Learn to shoot that Traditional Bow properly... With a bow light enough he will NOT wobble with, can pull back and hold, and can shoot 100 arrows through without resting. HE will learn a new and consistant anchor point. He will learn a new draw length that fits him with the bow, He will learn trajectory, He will learn proper finger release, He will learn proper hand grip, He will learn many other things that are not quite as obviously taken care of with a bow that has training wheels and gadgets on it.

After he learns to HIT accurately (it will take some time). Keep that bow, and buy another about 45 pounds. (That extra 15 pounds is a tremendous leap!) Shoot that 45 pounds until you can hit accurately with it and take it hunting. Keep your older 30 pound bow for "Practice", "REtrainging" for your form, Helping another person into the sport, and memories of how hard you worked to get where you are now.

Dwayne


----------



## BrokenArrows (Apr 20, 2004)

Martin Savannah "longbow", 60#@28", 27 inch draw, Ultra Cam string, 540g arrows, 190 fps. 

A 60 pound compound w 300g arrows will do about 275 fps (older compound). With 540g arrows, still about 200 fps or better. 

10 fps doesn't sound like much, but going from dacron to "fast flight" type strings on a longbow/recurve only gets ya about 10 fps more, but it can be noticeable on longer shots. I limit my hunting shots to 30 yds or less (usually much less), so it makes little difference to me there. I like the new strings cuzz brace height doesn't wander as much; set it and forget it. For fun, w lighter arrows (370g), a 45# longbow can zip 'em noticeably flatter farther out...

More speed means flatter shooting, but heavier arrows means more penetration; momentum more important than kinetic energy(KE) for hunting, and 400g is my minimum. Was chasing the speed demonw lighter arrows for awhile, but came to my senses after talking to some guides who see lottsa arrows hit lottsa deer/elk, not to mention my own experience.

A 405g arrow at 185 fps (34 ft lbs KE) can shoot them all the way through an elk at 20 yds... usually as well/better than a 300g arrow at 250 fps (42 ft lbs KE). Different KE, same momentum. 

A 45# Savannah/Hunter w 405g arrows, Ultra Cam strings, 185 fps. Shot 65# Bear and Browning recurves when I was in high school and a lightweight wrestler (132#). Older w a bad shoulder now, shooting lighter stuff, even though I'm still lean and a lot meaner...


----------



## Seymour (Aug 25, 2003)

It sounds to me like the question really relates to range estimation, or the lack of it, as it in turn relates to elevating the bowarm without benefit of the index provided by pinsights. 
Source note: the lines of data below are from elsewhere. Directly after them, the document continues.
PR #55, opened 2019-03-15
Improved analysis. 

guillaumevernieres:
Better bkgerror, gets rid of some of the questionable values in the 3dvar increment.


src/Transforms/Balance/soca_balance_mod.F90
```diff
@@ -84,6 +86,7 @@ subroutine soca_balance_setup(c_conf, self, traj)
              end if
           end do
           self%kst%jacobian(i,j,:) = jac(:)
+          self%kst%jacobian(i,j,1:self%kst%nlayers) =  0.0_kind_Real
```
aerorahul: replace kind_Real with kind_real

src/Covariance/soca_covariance_mod.F90
```diff
@@ -300,13 +301,15 @@ subroutine soca_2d_convol(dx, horiz_convol, geom)
 
     real(kind=kind_real), allocatable :: tmp_incr(:,:,:,:)
     ! Allocate unstructured tmp_increment and make copy of dx    
-    call soca_struct2unstruct(dx(:,:), geom, tmp_incr)
+    !call soca_struct2unstruct(dx(:,:), geom, tmp_incr)
```
aerorahul: please remove commented code.

src/Covariance/soca_covariance_mod.F90
```diff
@@ -300,13 +301,15 @@ subroutine soca_2d_convol(dx, horiz_convol, geom)
...
+    call geom%ocean%struct2unstruct(dx(:,:), tmp_incr)    
 
     ! Apply 2D convolution
     call horiz_convol%apply_nicas(tmp_incr)
 
-    ! copy unstructured tmp_incr to structured dx    
-    call soca_unstruct2struct(dx(:,:), geom, tmp_incr)
+    ! copy unstructured tmp_incr to structured dx
+    !call soca_unstruct2struct(dx(:,:), geom, tmp_incr)
```
aerorahul: same as above. also everywhere else in this PR.

aerorahul (changes requested):
The usual tests fail (for me on my Mac), so thats OK.
changes look good.
minor updates requested.

guillaumevernieres:
@aerorahul : Removed the commented out code. 
@travissluka , @aerorahul : Could you make sure the increment for the 3dvar is reasonable?

aerorahul:
looking at the 3dvar increment now.

aerorahul:
There is something bizarre in the maritime continent in the T, S increments. basically, looks fixed.

travissluka:
@aerorahul plots? everything looks far more reasonable on my runs. 

@guillaumevernieres I'm going to do a quick test with the hgodas SST/ADT obs , at smaller hz correlation scale, to see how it looks now

guillaumevernieres:
@travissluka : That would be interesting, just remember that the qc does not work with sst yet ...
@aerorahul : There are still issues, but it should not be as unrealistic as what you were getting with what's in develop.

aerorahul (approved):

travissluka:
note: i would highly recommend we get in the habit of doing a "squash and merge" for PRs like this (lots of commits but with very little code actually changed)

aerorahul:
@travissluka Yes. That has been usually true, except for trigger-happy committers.

travissluka (changes requested):
adt assimilation looks much better now.
BUT sst assimilation is no good. Looked fine before, but now SST obs have no impact due to a surface T bkg error of order 0.01C in the open ocean. Fix my SST DA !

guillaumevernieres:
@travissluka : The background error is coming from a 9 member ensemble of stand alone mom6, nudged to some climatological sst's. Is there a way to change the nudging time scale? If you use the sst obs file commented out in the yml, you will see a surface increment.

travissluka:
@guillaumevernieres could we just replace the T bkg err in your variance file with the bkg error that was generated with the old code using the godas method. I'll send some plots this weekend of what happens when I do that with the hgodas obs. It should be good enough that way to carry on and deal with doing things better after the sprint.

guillaumevernieres:
@travissluka  sure.

guillaumevernieres:
Closing this PR. I will submit a new one that addresses the same issues as well as the splitting of the bkgerr change of variable in several factories.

The bad news is that the technique is a matter of practice as much as anything else. The good news is that it can be done once the practitioner weans himself away from the sights and puts in the requisite time and effort.

There's really no need to try to match the recurve to the compound's performance. Just start practicing and never look back.


----------



## shoeshineboy (Jul 10, 2004)

Compound bows are so good and so affordable that if you want to shoot an arrow really fast and hard and flat, you can buy a bow that will do that, and you can set it up so it shoots really well and be shooting it very well in a pretty short time. That is fine. Recurves are more fun. A lot more fun. there aren't many things more satisfying than becoming a good shot with a traditional bow. These are just two different subjects. 
If I were you, I would go out and pick myself out a bow that I liked and I would buy it for myself and let my son use my other recurve for a year and see if he gets some good use of it in the field. If it sticks to him then I would sell or give him the recurve, and if his style of hunting is better suited to the compound then you have a spare, or just another bow. That is fine too.

Goodluck.
Shoe


----------